I have already shared https://gist.github.com/pashu123/bb3a999d6b3a60ab94f7d80c863b67fb, but I am attaching it here for completeness.
please remember to update hal.executable.target in your experiments.
Indeed, this could be important. The above example has cpu_features = "+fma,+avx512f"
and that is missing a number of potentially relevant CPU features that could be used in the pack
codegen.
The exact type f16
is not relevant in itself, all what should matter is that it's a 2-byte type. So, f16
-specific CPU features such as +f16c
should not be relevant. But at least +avx512bw
should be important here, and potentially any of the following as well: +avx,+avx2,+avx512vl,+avx512dq
.
Thanks @pashu123 for the deep investigation in the past few days. Prashant and I looked at the issue closely, and we are making some progress. The below numbers are generated based on Prashant's artifacts. They are executed on my VM but it should be fine. Because the zen4 specific features are not used in the matmul. There are two major issues to me.
With proper lowering_config (which kicks in 16x16 transpose optimization), the performance breakdown (1-threaded) is:
With (1), we can improve broadcast + pack_on_lhs
from 136 ms to 55.55 ms. With (2), we can improve unpack
from 5.82 ms to 2.29 ms.
We are actually doing okay on broadcast + pack_on_lhs
in the prototype. I wrote c++ code to profile memcpy, which takes 63 ms on my VM. There might be some overheads in my c++ code, because it is slower than broadcast + pack_on_lhs
. But the numbers are very close, and they look okay to me.
Here is the ASM dump for the broadcast + pack_on_lhs
: https://gist.github.com/hanhanW/f53428a81521d681a6c1d5cc8f65a017
We dont fully utilize 512 bits in the pack (where they are all ymm
registers), but it is already sub-optimal. We can try to improve that if needed, it will require an amount of work.
@stellaraccident what is your expectation? How do we generate baseline numbers for the case?
@pashu123 please send PRs to fix (1) and (2). You already have something for (1); the prototype of (2) can be found at https://github.com/iree-org/iree/pull/17002 . There might be other issues in multi-threaded.
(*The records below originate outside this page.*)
PR #7822, opened 2024-12-12
ci: add zizmor for github actions security

Sysix:
> zizmor is a static analysis tool for GitHub Actions. It can find many common security issues in typical GitHub Actions CI/CD setups.

https://woodruffw.github.io/zizmor/

EDIT: what is the right PR-syntax for this?

### DIFF
--- a/.github/workflows/pr.yml
+++ b/.github/workflows/pr.yml
@@ -1,7 +1,7 @@
 name: Check PR
 
 on:
-  pull_request_target:
+  pull_request:
     types:
       - opened
       - edited
--- a/.github/workflows/pr.yml
+++ b/.github/workflows/pr.yml
@@ -1,7 +1,7 @@
 name: Check PR
 
 on:
-  pull_request:
+  pull_request_target: # zizmor: ignore[dangerous-triggers]
     types:
       - opened
       - edited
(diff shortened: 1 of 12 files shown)


.github/workflows/prepare_release_oxlint.yml
```diff
@@ -10,11 +10,6 @@ concurrency:
   group: ${{ github.workflow }}-${{ github.ref }}
   cancel-in-progress: true
 
-permissions:
```
Sysix, line 13: I hope I did split them right and did not missed one on a job

.github/workflows/pr.yml
```diff
@@ -1,7 +1,7 @@
 name: Check PR
 
 on:
-  pull_request_target:
```
Sysix, line 4: https://woodruffw.github.io/zizmor/audits/#dangerous-triggers

Boshen: https://github.com/amannn/action-semantic-pull-request?tab=readme-ov-file#event-triggers

Boshen: I'm in favor of removing of this check with something else, but not right now.

Boshen (approved):
Thank you for this, I've always wanted to harden the security, but the only thing I did was changing tokens to another account with less privileges.

PR #7860, opened 2024-12-13
feat(ast): add `AstBuilder::vec_convert`

Dunqing:
Give a try for https://github.com/oxc-project/backlog/issues/153

I am not sure whether it a 100% safe, we only can guarantee that we use it safely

Let's fix these two issues first, and revisit it later.
(side note: This is the microbenchmarks we've been using for the issue.)
(a dispatch that broadcasts is odd - are we sure we need that?)
(a dispatch that broadcasts is odd - are we sure we need that?)
It could just be a snippet IR from the model. It does not matter here because it is free. We already need to pay for packing, and broadcast + pack
is as fast as a single pack.
It's not free if we could have packed 16x less - less to write and less to read :)
Tested on CPU. Performance is at least an order of magnitude below expectations. Needs to be fast on all supported backends.